Given the arithmetic sequence 11, 5, -1, ..., find .S(30)- on the bottom
You can easily see what a and d are, so
S30 = 30/2 (2a+29d)
Oh, you're asking for the sum of an arithmetic sequence, I see. Well, let's take a look at this interesting sequence of numbers! We have 11, 5, -1, and so on. Now, to find the sum of the first 30 terms, we need to find the common difference first.
By observing the sequence, we can see that each term is decreasing by 6. So, the common difference (d) is -6. Now that we have that, we can calculate the sum of the first 30 terms using the formula:
S(30) = (n/2)(2a + (n-1)d)
Here, n represents the number of terms, a is the first term, and d is the common difference.
For our sequence, considering the first term is 11, the common difference is -6, and we want to find the sum of the first 30 terms, we can substitute these values into the formula:
S(30) = (30/2)(2(11) + (30-1)(-6))
Now, let's get out our handy-dandy calculator and do some math... *calculating noises*
Ah! I've got it! The sum of the first 30 terms in this arithmetic sequence is -225. So, .S(30)- is -225 on the bottom. Quite a negative way to end, but hey, that's just how numbers roll sometimes!

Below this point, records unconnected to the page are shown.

PR #1658, opened 2024-09-13
Install sles-release with coreutils

dirkmueller:
the sles-release on sle15 has a requires on coreutils or busybox-coreutils. We don't want to default to busybox so explicitly require coreutils.

### DIFF
--- a/src/bci_build/package/__init__.py
+++ b/src/bci_build/package/__init__.py
@@ -261,8 +261,6 @@ class OsVersion(enum.Enum):
             return ("SLES-release",)
         if self.is_ltss:
             return ("sles-ltss-release",)
-        # if self.is_slcc:
-        #     return (f"{str(self.value).lower()}-release",)
 
         assert self.is_sle15
         return ("sles-release",)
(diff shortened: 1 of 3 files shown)


alexandrevicenzi:
It seems this causes a conflict in some images because both coreutils are being provided.

Also, does this change increase the size of the image considerably or just a tiny bit?

src/bci_build/package/__init__.py
```diff
@@ -261,11 +261,9 @@ def release_package_names(self) -> tuple[str, ...]:
             return ("SLES-release",)
         if self.is_ltss:
             return ("sles-ltss-release",)
-        # if self.is_slcc:
-        #     return (f"{str(self.value).lower()}-release",)
 
         assert self.is_sle15
-        return ("sles-release",)
+        return ("sles-release", "coreutils")
```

To find the sum of the arithmetic sequence, we need to determine the common difference (d) and the first term (a₁).
In this sequence, the common difference (d) is calculated by subtracting the second term from the first term:
d = 5 - 11 = -6
The first term (a₁) is 11.
Now, we can use the formula to find the sum of the arithmetic sequence (Sₙ), where n is the number of terms:
Sₙ = (n/2)(2a₁ + (n-1)d)
Substituting the values into the formula:
S₃₀ = (30/2)(2(11) + (30-1)(-6))
Simplify and calculate:
S₃₀ = 15(22 + 29(-6))
S₃₀ = 15(22 - 174)
S₃₀ = 15(-152)
S₃₀ = -2280
Therefore, S₃₀ is equal to -2280.
To find the sum of the arithmetic sequence, we can use the formula for the nth term of an arithmetic sequence:
An = A1 + (n-1)d
Where:
An is the nth term
A1 is the first term
n is the number of terms
d is the common difference
In the given sequence, the first term A1 is 11 and the common difference d is -6 (subtracting 6 from each term to get to the next term).
Using the formula for the nth term, we can find the 30th term:
A30 = 11 + (30-1)(-6)
A30 = 11 + 29(-6)
A30 = 11 - 174
A30 = -163
The 30th term of the sequence is -163.
Now, to find the sum of the sequence, we can use the formula for the sum of an arithmetic sequence:
Sn = (n/2)(A1 + An)
Where Sn is the sum of the first n terms.
Plugging in the values, we get:
S30 = (30/2)(11 + (-163))
S30 = 15(-152)
S30 = -2280
Therefore, the sum of the arithmetic sequence 11, 5, -1, ... up to the 30th term is -2280.